The problem starts when a second node fails. This means that pw=2 cannot be satisfied for all writes, as the preflist (the list of vnodes currently supporting writes for that partition of the keyspace) for some writes may now contain a single primary node and two fallback nodes. In this case, since pw=2 has not been satisfied, the cluster begins to reject writes.
This is not a problem for availability of the Spine system, as the system runs on two separate sites with reconciliation and automated fail-over between them, so service is maintained seamlessly by the switch of service to the alternative site. It would though, be easier and smoother for us if we could handle this scenario without having to do a site-switch.
Since each of our database clusters have 7-9 nodes, when the claim algorithm works efficiently, fallback nodes are almost certainly also physically diverse nodes to the remaining primary nodes. That is to say, the writes that are being failed when two nodes are down, almost certainly have been written to physically diverse nodes. The writes are not being failed as the desired condition (of physical diversity) has not been met, it is just that the ring-based promise within the pw option cannot confirm that it has been met.
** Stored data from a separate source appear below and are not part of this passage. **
Issue #100, opened 2026-03-07
[Feat] Support provider-agnostic worktree-based workflows


patricka3125:
# Feature Request: Provider-Agnostic Worktree-Based Workflows

## Overview

Add first-class support for Git worktree-based workflows in CAO, enabling supervisors to launch and coordinate worker agents in isolated Git worktrees. The CAO server should manage worktree creation and registration, and the integration should work across all supported CLI providers (Kiro CLI, Claude Code, Codex, Q CLI) without relying on any provider-native worktree mechanism.

## User Stories

- As a **supervisor agent**, I want to launch worker agents in isolated Git worktrees so that parallel feature development does not cause branch conflicts or file-system race conditions.
- As a **CAO user**, I want to pass `--enable-worktrees` (and optionally `--worktree-path`) to `cao launch` so that every downstream handoff or assign call automatically provisions a worktree for the spawned worker.
- As a **CAO user**, I want to specify a custom root directory for worktrees so that I can control where worktrees are stored, independent of any provider-specific default paths (e.g. `.claude/worktrees`).
- As a **worker agent**, I want my `working_directory` to be set to the root of my dedicated worktree so that all file operations and tool calls are naturally scoped to my branch.
- As a **CAO user**, I want a `cao worktrees clean` command so that I can explicitly remove worktrees that are no longer needed, with full visibility and control over what gets deleted.

## Acceptance Criteria

- `cao launch` accepts `--enable-worktrees` (boolean flag) and `--worktree-path <path>` (optional, defaults to `<repo-root>/.cao/worktrees`) CLI options.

The solution to the problem is to more directly tie configuration options over diversity to the physical layout of the system at run-time, not the abstract concept of the ring. It would be helpful if Riak requests could be configured to directly confirm if they have achieved a desired level of node diversity.
When riak receives a 'put', it starts up a riak_kv_put_fsm (finite state machine). This prepares and then validates the options, then calls any precommit hooks, before executing a put to the local vnode in the preflist, which becomes the co-ordinating node. This then waits for the local vnode response before executing the put request remotely on the two remaining nodes in the preflist.
The fsm then
waits for the remote vnode responses,
and as it receives responses, it
adds these results
and checks whether
enough
results have been collected to satisfy the bucket properties such as
dw
and pw
.
This stage has now been enhanced through the addition of
node_confirms
. When analysing the responses, Riak will now
count the number of different nodes
from which results have been returned. The finite state machine can
now be required to wait for a minimum number of confirmations from
different nodes, whilst also ensuring all other configured options are
satisfied.
Once all options are satisfied, the response is returned, post commit hooks are called and the fsm finishes.
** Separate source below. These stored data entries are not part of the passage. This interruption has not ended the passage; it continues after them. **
Issue #432, opened 2026-07-14
Feature proposal: terminal group/metadata fields + list_siblings discovery tool for multi-agent awareness


klabulan:
## Problem

Building a real product on top of CAO (harness-control, a multi-agent session manager), we've hit a genuine gap: an agent running in a CAO-managed terminal has no way to discover sibling terminals or message them, outside of the supervisor-dispatched `handoff`/`assign` flow.

Concretely: `send_message` is granted to our agent profile via `cao-mcp-server`, but per its own documented semantics it only works if the agent was handed a `receiver_id` (via a blocking `[CAO Handoff]` message or a non-blocking assign callback) or has a `caller_id` set (only true for handoff/assign-created terminals). A terminal created directly via `POST /sessions` (the flow any CAO consumer NOT using the supervisor/worker pattern relies on) has no `caller_id` and was never handed a `receiver_id` -- `send_message` is present but has nothing to target.

There's also no discovery primitive at all -- no MCP tool or API endpoint lets a running agent ask "what other terminals exist, and which of them are relevant to me." `TerminalModel` itself has no metadata/tags field a consumer could use to organize terminals into meaningful groups (e.g., "these three terminals are working on the same project").

We believe this is a real gap for any CAO consumer building multi-agent products outside the strict supervisor/worker shape, not something specific to our own product.

## Proposal

Two additions:

### 1. `group` and `metadata` fields on `TerminalModel`

- `group: JSON` (nullable) -- an ordered array of strings, general-to-specific (e.g. `["tenant_1", "project_5", "folder_12"]`). Consumers decide what the levels mean; CAO just stores and does ordered-prefix matching. Settable at `create_session` time; updatable later via a new `PATCH /terminals/{id}/group`-style endpoint (important for consumers whose own grouping can change after a terminal already exists -- e.g. a folder gets reassigned to a different project in our own product).
- `metadata: JSON` (nullable) -- free-form, no fixed schema, purely descriptive ("what is this terminal doing"). Settable at creation and updatable by the running agent itself via a new MCP tool.

### 2. `list_siblings` MCP tool (+ matching API endpoint)

- Resolves the calling terminal's own identity via the same mechanism `send_message`/`handoff` already use (terminal's own env-provided identity, never a client-supplied "who am I" claim).
- Looks up the caller's own `group`.
[...]

Issue #248, opened 2026-05-19
feat: env var forwarding to spawned agent tmux sessions


GMELIOT:
## Problem

When CAO spawns an agent into a tmux pane, environment variables set in the CAO process (or in the caller's shell) are not reliably forwarded to the agent's execution environment. This means that tools or scripts the agent depends on -- referenced by env vars like `MNEMOSYNE_DIR`, `ISAAC_CHANNEL`, or custom `*_URL` connection strings -- silently fail with path-not-found or connection errors.

The agent has no feedback that the var is missing; it simply fails to call the dependent tool and may continue working without it.

## Current behaviour

CAO launches the agent via tmux. The agent's environment is whatever the tmux session inherits at spawn time, which may differ from the parent process depending on shell profile sourcing and tmux's `update-environment` configuration.

## Proposed behaviour

The launch command (or a new `--env` flag) should accept a list of env vars to forward explicitly into the spawned session, injected as `export KEY=VALUE` statements before the agent binary is called. Example:

```bash
cao launch --provider gemini --env MNEMOSYNE_DIR=/root/mnemosyne --env ISAAC_CHANNEL=room:engineering
```

Alternatively, the Gemini provider's `settings.json` pre-write step (already used for MCP config) could include an `environmentVariables` block forwarded to tool invocations.

## Why this matters

Any orchestration system that wires agents to external tools (memory stores, relay queues, notification channels) via env vars will hit this. The `-i` flag injection handles the system prompt; env var forwarding is the missing half of reliable preamble setup.

haofeif:
@GMELIOT Thanks for raising this — confirmed the gap. `clients/tmux.py:158-170` enforces a strict allowlist (PR #246), so anything outside `essential_keys` + `CAO_/KIRO_/MISE_/AWS_` prefixes is dropped silently.

One concern with `cao launch --env KEY=VALUE` as written: it only covers the first agent. Workers spawned later via `assign`/`handoff`/web UI go through `terminal_service` → `clients/tmux.py:create_window`, which inherits `cao-server`'s env — not your launch flags. So in a multi-agent workflow, your supervisor would see `MNEMOSYNE_DIR` but its analysts wouldn't.

Suggested shape:
1. Keep `--env KEY=VALUE` on `cao launch` (your UX).
2. Persist those vars on the session record server-side.
3. Have `create_window` merge them into every child terminal in the same session.
[...]

PR #498, opened 2026-07-23
fix(sessions): make session teardown atomic so tmux and the registry cannot diverge

tedswinyar:
## Problem

`delete_session` trusted a pre-loop liveness snapshot and an unverified `kill_session` return, so tmux and the terminal registry could diverge: a session could survive while its rows were deleted (orphaned tmux), or rows could linger after the session was gone (ghost rows that later misattribute a reused session name). Concurrently, a failed `create_terminal` could orphan a just-created session.

## Approach

Two invariants, enforced per session **name**:

1. **Mutual exclusion.** A new `services/session_lock.py` serializes `create_terminal` and `delete_session` for the same name; different names stay concurrent. A launch can no longer interleave with a teardown of the same name.
2. **Confirm before destroy.** `TmuxClient.kill_session` returns `True` only once the session is *confirmed gone* (bounded poll via a new `session_exists_strict` that distinguishes "absent" from "lookup failed"), not merely once the kill is dispatched. `delete_session` holds the lifecycle lock across the whole critical section — snapshot → confirm-kill → dismantle runtimes → delete rows (id-scoped `delete_terminals_by_ids`) → release → then dispatch plugin events. Nothing is dismantled until the kill is confirmed, so there is no rollback/restore machinery: if tmux cannot be confirmed dead, it raises with the registry intact and the operation is safe to re-run.

`create_terminal`'s backend create + row write now run inside a locked closure with under-lock rollback (`_roll_back_backend_create_locked`) covering both the new-session and add-window branches, and forwarded session env is cleared in a `finally` so even a `KeyboardInterrupt` cannot leave a secret behind.

**Error-contract change:** a teardown whose tmux kill cannot be confirmed now raises (HTTP 500 on `DELETE /sessions/{name}`) instead of reporting success; rows are left intact and re-running reconciles.

## Re-cut onto current main

This is a re-cut of the original PR's design onto current `main`, not a replay — `main` had rewritten the same three functions five times since the branch point (worktree cwd #497, group/metadata #432, grok rollback #596, workflow journal #504, and the libtmux parse-failure fallback #555). Each of those behaviours is preserved:

- `kill_session` keeps #555's `_find_session` / `_read_listing` / parse-free CLI fallback **and** adds the confirmation poll on top (a listing-parse failure retries via the CLI, then is verified like any other kill).
- `create_terminal` keeps worktree cwd resolution (#497), `group`/`metadata` (#432), and grok rollback-deferral (#596) inside the new locked helpers.
- `delete_session`'s atomic teardown subsumes the prior deferred-cleanup path.

Also fixes the review finding on the previous head: `dismantle_terminal_runtime` now runs `fifo_manager.stop_reader()` and `status_monitor.clear_terminal()` (both need only `terminal_id`) **outside** the `if metadata:` block, so a failed `capture_terminal_snapshot` can't orphan the FIFO reader while the id-scoped sweep still deletes the row. CHANGELOG entry is under `[Unreleased]`.

The backend contract (`session_exists_strict` must answer False only on positive evidence of absence) is documented in `backends/base.py`; the herdr backend does not yet honor it and is not made worse here — tracked as a follow-up.

## Verification

- `test/services/test_session_teardown_atomic.py` (in-memory tmux backend modelling last-window-drops-session, laggy reap, silent-fail kill; real SQLite registry; real threads) plus the touched suites: 140 passed.
- The suite genuinely encodes the contract: mutating `delete_session` to swallow an unconfirmed kill fails 5 targeted tests (`…surfaced_not_swallowed`, `…leaves_session_whole_not_a_zombie`, `…rerun_reconciles_half_torn_down…`, `…tail_guard_does_not_mask_an_unconfirmed_kill`, `…preserves_last_active`).
- Added a test that #555's CLI fallback still confirms-then-succeeds under the new contract.
- Full suite: no regressions vs `main` (pre-existing ag-ui/otel env failures only). `black`/`isort` clean; `mypy` error-set identical to `main`. Security Scan is green now that the branch is rebased past the nanoid pin.


fanhongy (changes requested):
## Summary

The happy-path and focused regression tests pass, but the changed teardown still has three paths that can leave a live tmux session without registry rows, plus one race that reports failure after the session is already gone. These contradict the PR's core verified-kill and reconciliation contract.

## Findings

### P1: Lookup errors are accepted as proof that tmux is gone

At `/tmp/cao-pr-review-awslabs-cli-agent-orchestrator-pr-498/repo/src/cli_agent_orchestrator/clients/tmux.py:519`, the new verification loop treats `not self.session_exists(...)` as confirmed absence. However, `/tmp/cao-pr-review-awslabs-cli-agent-orchestrator-pr-498/repo/src/cli_agent_orchestrator/clients/tmux.py:555` catches every lookup exception and returns `False`. The post-terminal check at `/tmp/cao-pr-review-awslabs-cli-agent-orchestrator-pr-498/repo/src/cli_agent_orchestrator/services/session_service.py:182` has the same ambiguity. A transient tmux socket/libtmux error either before the kill or during its first verification lookup therefore skips/accepts the kill, after which line 196 deletes registry rows and the API reports success. I reproduced the verification case with `server.sessions.get` returning a session for the kill and then raising `OSError`; `kill_session` returned `True`.

Use a strict lookup for teardown verification that distinguishes confirmed absence from query failure, and return failure/raise on lookup errors. Add tests for an exception during the post-loop liveness check and during the verification poll.

### P1: A failed kill has already deleted the live terminals' registry rows

The failure branch at `/tmp/cao-pr-review-awslabs-cli-agent-orchestrator-pr-498/repo/src/cli_agent_orchestrator/services/session_service.py:185` says rows are left intact, but line 173 has already called `delete_terminal` for each row. That function ignores a `False` `kill_window` result at `/tmp/cao-pr-review-awslabs-cli-agent-orchestrator-pr-498/repo/src/cli_agent_orchestrator/services/terminal_service.py:1262` and unconditionally deletes the row at line 1275. When both the window kill and subsequent session kill fail, `delete_session` raises but leaves the live agent/session unregistered. A real-SQLite reproduction ended with `tmux_session_alive=True` and `registry_rows_after_failure=[]`.

Defer registry deletion until the session kill is confirmed, or retain/restore the original rows on failure. Extend the failed-kill regression test to assert that rows for surviving windows remain.

### P1: The new session-wide sweep can delete a concurrently recreated session's rows

The unconditional bulk delete at `/tmp/cao-pr-review-awslabs-cli-agent-orchestrator-pr-498/repo/src/cli_agent_orchestrator/services/session_service.py:196` is not synchronized with creation. `POST /sessions` can reuse the name after teardown observes/confirms the old session absent, create the new tmux session at `/tmp/cao-pr-review-awslabs-cli-agent-orchestrator-pr-498/repo/src/cli_agent_orchestrator/services/terminal_service.py:231`, and persist its row at line 300 before the old delete reaches the sweep. The sweep then removes the new row while leaving the new tmux session alive. The delete endpoint runs in a worker thread, and there is no shared session lifecycle lock. A deterministic interleaving reproduced a successful delete with `new_tmux_session_alive=True` and no registry rows.

Serialize create/add/delete operations with a per-session lifecycle lock, or use a session generation/identity so cleanup can only delete rows belonging to the lifecycle it started tearing down. Add a concurrent same-name recreate test.

### P2: Disappearance between the existence check and kill is reported as a failed kill

At `/tmp/cao-pr-review-awslabs-cli-agent-orchestrator-pr-498/repo/src/cli_agent_orchestrator/services/session_service.py:183`, any `False` from `kill_session` is interpreted as "still exists." The backend contract at `/tmp/cao-pr-review-awslabs-cli-agent-orchestrator-pr-498/repo/src/cli_agent_orchestrator/backends/base.py:92` explicitly also uses `False` for "not found." If tmux drops the session after line 182 but before `TmuxClient.kill_session` looks it up, the service raises HTTP 500 and skips the residual-row/env cleanup even though teardown has succeeded. A reproduction ended with the tmux session absent, one residual registry row, and the new `RuntimeError`.

Make the kill operation idempotently succeed when the target is already absent, or perform a strict follow-up existence check before raising. Add a test for disappearance between the post-loop check and kill lookup.

## Validation

- `uv run pytest test/clients/test_tmux_client.py test/services/test_session_service.py test/services/test_session_teardown_atomic.py test/services/test_plugin_event_emission.py -q` -> 103 passed.
- `git diff --check 77befe84e69c0785c25ec024bb7e6391202cf305...HEAD` -> passed.
- Deterministic in-memory/SQLite harnesses reproduced all four findings without modifying the checkout.
- Checkout remained clean at `f1eececf7c08c4b5ce43232922ad472076c6feee`.

gutosantos82 (changes requested):
# PR Review: #498 — fix(sessions): make session teardown atomic so tmux and the registry cannot diverge

## Summary
This PR fixes a real teardown bug — `delete_session` trusted a pre-loop liveness snapshot and an unverified `kill_session` bool, letting tmux and the terminal registry diverge. The fix (verified kill with a bounded 2s poll, post-loop liveness re-check, raise-on-unconfirmed-kill, sweep-only-after-confirmed-gone) is well designed, tightly scoped, and its regression tests genuinely fail against pre-fix code — all six PR-body claims were dynamically verified. However, a maintainer review at this exact head requested changes with three P1 findings plus one P2, none of which are addressed (no commits since), and our independent probes confirmed the two we tested. Recommendation: address the open maintainer findings; the additional items below are smaller and mostly documentation/contract accuracy.

## Important (should fix)
- **[consistency] src/cli_agent_orchestrator/backends/base.py:85-93** — The `TerminalBackend.kill_session` ABC docstring still reads "True if session was killed, False if not found," but the tmux implementation now also returns `False` when a dispatched kill cannot be *confirmed* within the 2s bound, and `delete_session` branches on that new meaning. A future backend author implementing the documented (old) contract would silently break the atomicity guarantee. Update the docstring to: "True once the session is confirmed gone; False if not found OR the kill could not be confirmed."
- **[conventions] src/cli_agent_orchestrator/services/session_service.py:132, test/services/test_session_teardown_atomic.py:1, test/services/test_session_service.py (TestDeleteSession docstring)** — References to internal tracker slug `caom-9k8` leak a non-public issue id. The same function references issues in the repo's public form (`issue #248` at lines 58 and 198), and `caom-9k8` appears nowhere else in the repo. Replace with the public GitHub issue number or describe the follow-up inline; also consider linking the herdr follow-up issue so the disclosed limitation is verifiably tracked.
- **[conventions] CHANGELOG.md** — No `[Unreleased] → ### Fixed` bullet for a user-facing teardown fix that also changes the error contract (unconfirmable kill now raises). Recent fixes all carry a `(#NNN)` bullet; add e.g. "session teardown is now atomic; `TmuxClient.kill_session` confirms the session is gone before returning True (#498)."

## Nits (optional)
- **[tests] test/services/test_session_teardown_atomic.py:129** — Dead import `from ...registry import _backend  # noqa: F401`; the fixture only calls `set_backend(None)`. Remove the line (the `noqa` masks it).
- **[tests] src/cli_agent_orchestrator/clients/tmux.py (~line 532)** — The `time.sleep` retry iteration inside the verify loop is the one uncovered changed line; the new unit tests hit only the immediate-success and timeout=0 branches. Add a `TestKillSession` case with `side_effect=[mock_session, mock_session, None]` and a patched sleep so the bounded retry loop — the heart of "True only once confirmed gone" — is exercised against the real primitive.
- **[correctness] src/cli_agent_orchestrator/clients/tmux.py:514-532** — `kill_session` now blocks synchronously up to 2s on a lagging/failed kill for *all* callers (terminal_service.py:461, flow_service.py:260, herdr_inbox_service.py:469/716), not just `delete_session`. Happy path is unaffected; worth confirming none of those call sites run directly on the asyncio event loop.
- **[conventions] test/services/test_session_teardown_atomic.py:14** — Internal jargon "the bead"/"the bead demands" won't be understood by OSS contributors; reword to "the invariant the fix requires."
- **[consistency] docs/terminal-lifecycle.md:19-22** — Pre-existing drift (not introduced here): the doc claims session-level shutdown "kills windows directly and does not snapshot," but `delete_session` tears down via `delete_terminal`, which does snapshot. Fine to fix in a follow-up.

## Tests
Strong. The new `test_session_teardown_atomic.py` (7 tests) drives the real `delete_session` against a faithful in-memory tmux backend plus a real per-test SQLite registry, covering every fix invariant: happy path leaves no orphan in either store, kill-lag is confirmed before success, silent kill failure surfaces as `RuntimeError`, re-run reconciles a half-torn-down session, leftover rows are swept, killing the last window dropping the session is handled without a double kill, and deleting an already-dead session is a safe no-op. Existing `test_session_service.py` tests were correctly updated for the new sweep, mock fidelity in `test_kill_session_success` matches the real double-lookup, markers are correct under `asyncio_mode=strict`, and changed-line coverage is 100% on `session_service.py` / 95% on `tmux.py` (only the retry-sleep line uncovered — see Nits).

## Verification
Baseline: the four change-selected suites pass on PR code — 103 passed, 0 failed. Per-claim:
- ✓ VERIFIED — `kill_session` returns True only after confirmed absence, bounded 2s (never-dying mock polled exactly 2.00s → False; immediately-dying → True in <1ms).
- ✓ VERIFIED — `delete_session` re-checks liveness after the terminal loop (pre-fix snapshotted before it; `kill_session_calls==0` test fails pre-fix).
- ✓ VERIFIED as coded, wording overstated — a failed kill raises and skips the sweep, but "registry rows left intact" only holds for rows the terminal loop didn't already delete (see Prior feedback).
- ✓ VERIFIED — after a successful delete, the tmux session is gone and no registry rows remain (real SQLite).
- ✓ VERIFIED — re-run on a half-torn-down session reconciles.
- ✓ VERIFIED — regression tests genuinely fail against pre-fix code (4 of 7 atomic tests + 1 new tmux unit test fail on the parent commit).
Both maintainer concerns probed were CONFIRMED with deterministic reproductions (lookup-error-as-absence; rows-deleted-before-failed-kill). Net: the PR is a strict improvement over pre-fix code, but the guarantee has real gaps at its edges exactly where the maintainer said.

## Verdict
Request changes — the core fix is sound and dynamically verified, but a maintainer's CHANGES_REQUESTED review at this exact head lists three P1 teardown gaps plus one P2 race that remain unaddressed (two independently reproduced here), and the ABC contract docstring no longer matches the new `kill_session` semantics.

gutosantos82 (changes requested):
# PR Review: #498 — fix(sessions): make session teardown atomic so tmux and the registry cannot diverge (re-review at fd74114d)

## Summary
This head is a substantial rework (13 files, +3414/−222, squashed force-push on 2026-08-04) responding to fanhongy's CHANGES_REQUESTED (3×P1 + 1×P2) and our prior Request-changes report. All four maintainer findings are genuinely fixed and all of our prior items are addressed — each verified dynamically, not just by reading (see Verification). The design is now considerably stronger: a strict `session_exists_strict` that distinguishes "gone" from "couldn't tell" (fail-closed via `TmuxLookupError`), a per-session-name lifecycle lock serializing create vs teardown, an id-scoped reconciliation sweep, and a destructive-work-only-after-confirmed-kill teardown ordering. Tests are excellent — 22 atomic-teardown tests (18 fail on pre-fix code) plus 27 strict-lookup tests that drive real tmux servers on private sockets. However, the create-path refactor that moved the tmux create + registry write into one locked closure dropped the incremental `session_created`/`window_created` flag assignment: if `db_create_terminal` (or `set_session_env`) raises inside the closure after the tmux session is created, the flags are never assigned and the failure path skips the session kill, leaving a live orphan tmux session with no registry row. I reproduced this with a probe test against the PR head; pre-PR code killed the session in this case. The PR's own comments call SQLite `database is locked` "an ordinary outcome under CAO's concurrent writers," so the trigger is realistic. One targeted fix and this is merge-ready.

## Important (should fix)
- **[correctness — regression] src/cli_agent_orchestrator/services/terminal_service.py (`_create_session_or_window_locked`, ~line 355-425)** — Pre-PR, `session_created = True` was set immediately after `get_backend().create_session(...)`, so any later failure (env persist, DB row write) triggered the cleanup path's `kill_session`. Now the closure returns `(window_name, created_session, created_window)` only on full success; an exception from `set_session_env` or `db_create_terminal` after the tmux create propagates out of `asyncio.to_thread` with the outer flags still `False`, so the `except` cleanup neither kills the new session nor (for the `new_session=False` path, harness-control#186) the new window. Probe-confirmed: with `db_create_terminal` patched to raise, the fake backend still reported the session alive after `create_terminal` failed — a live tmux session invisible to the registry, i.e. the PR's own headline divergence. Fix options: roll back inside the closure (kill the session/window under the lock before re-raising), or report partial progress via a mutable holder assigned incrementally.
- **[docs] docs/terminal-lifecycle.md:11-23** — The deletion-paths table and the paragraph below it say session-level shutdown "kills windows directly and does not snapshot" (`cao shutdown --session` → "Snapshot saved? No"). This head makes snapshotting an explicit, documented step 2 of `delete_session` (`capture_terminal_snapshot` before the kill), so the doc now contradicts the code it describes. This was pre-existing drift we previously waved to a follow-up, but the PR now restructures exactly this behavior, and CODEBASE.md's documentation-maintenance rule makes the update in-scope here.

## Nits (optional)
- **[portability] src/cli_agent_orchestrator/clients/tmux.py (`_SOCKET_MISSING_STDERR_MARKERS`)** — "no such file or directory" matches `strerror(ENOENT)` inside tmux's "error connecting to %s (%s)" message, and `strerror` output is locale-dependent. Under a non-English `LC_MESSAGES` the marker misses and the missing-socket case lands in the final raise branch — fail-closed (safe direction, per the module's own philosophy), but teardown reconciliation of a dead-server/missing-socket host would raise forever there. Consider forcing `LC_ALL=C` for the classification path or noting the limitation in the (already thorough) comment block.
- **[tracking] backends/base.py, session_service.py, CHANGELOG.md** — The herdr `kill_session`/`session_exists_strict` limitation is now well documented in code (good), but I could find no GitHub issue tracking the follow-up (`gh issue` search came up empty). Prior review asked for a verifiable tracker; a one-line issue + reference would close that.
- **[concurrency — observation] terminal_service.delete_terminal** — Single-terminal deletion takes no lifecycle lock, so it can interleave with a `delete_session` of the same session (double-dismantle is idempotent; a last-window kill mid-teardown resolves as confirmed-gone). Interleavings look benign, but the lock's coverage boundary is worth one sentence in `session_lock.py`'s docstring.
- **[performance] flow_service.py:300, terminal_service.py:586** — `kill_session` now blocks up to ~2s (verify poll, subprocess per iteration) and both call sites run directly on the asyncio event loop (`execute_flow`'s recycle path; `create_terminal`'s failure cleanup). Bounded and rare (error/recycle paths only), but a `to_thread` wrap would be cheap. Carried over from prior review; unaddressed.

## Tests
Outstanding — the strongest part of the PR. `test_session_teardown_atomic.py` (22 tests, 1229 lines) drives the real `delete_session`/`create_terminal` against a faithful in-memory tmux backend + real per-test SQLite, including real-thread concurrency tests with entry-gate events (create-vs-teardown both orders, teardown-vs-teardown overlap detection, different-names concurrency, self-deadlock guard, no-plugin-code-under-lock, tail-failure event preservation). `test_tmux_session_exists_strict.py` (27 tests, 670 lines) is genuine integration: it spawns real tmux servers on private sockets and exercises live/absent/killed-server/unlinked-socket/unreadable-dir cases plus the platform detector ladder (proc, lsof, ps), lsof time-bounding, and exception translation. 18 of 22 atomic tests fail against pre-fix code — they exercise the real bug. Coverage on changed modules: session_lock 100%, session_service 95%, tmux.py 92% (codecov patch 92.96%). The gap: no test covers a mid-closure failure in the create path — exactly where the regression above hides; the fix should land with one.

## Verification
Worktree at fd74114d, main-repo venv with PR `src` on `PYTHONPATH`, `CAO_HOME_DIR` redirected (sandbox `~/.aws` is read-only).
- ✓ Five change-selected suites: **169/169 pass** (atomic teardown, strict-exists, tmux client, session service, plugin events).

The hardest question is what to call the option? 'pd' (physical diversity) was considered, but the option only provides node diversity and cannot guarantee physical diversity (see Limitations). 'nd' was considered but both 'n' and 'd' are already specific terms within Riak and may lead to confusion.
Terms such as 'node_diversity' sound like a boolean option, rather than expecting an integer number.
Hence we have decided to call this option 'node_confirms',as this is the number of different nodes we require to confirm their write has been successful. We chose to break from the 'traditional' two letter options such as pw and dw as they are vnode based options, whereas this is a node based option, and it is also more descriptive.
Testing is done by adding unit tests for the count mechanisms, and by creating a riak_test that does the following:
- Start a 5 node cluster
- Get a preflist for a key
- Stop 2 primary nodes for that key
- Wait for a new preflist confirming there are 2 fallbacks
- Check a pw=2 write fails
- Check a node_confirms=2 write succeeds
- Check a node_confirms=4 write is rejected as a bad value (n_val=3!)
- Stop another node in the preflist (now only 2 nodes remain up)
- Wait for a new preflist
- Check a node_confirms=3 write fails
While this goes a way to providing physical diversity, there are limitations to this solution, and it is only a start. For instance, there is no concept of rack awareness and rack diversity. If the nodes are based in the cloud, there is no easy way to determine whether the backend database for a node is stored on the same physical storage device as that for another node, nor is there any awareness of availability zones.
Solving these issues would require more engineering effort, and for the purposes of NHS Riak, is not currently required.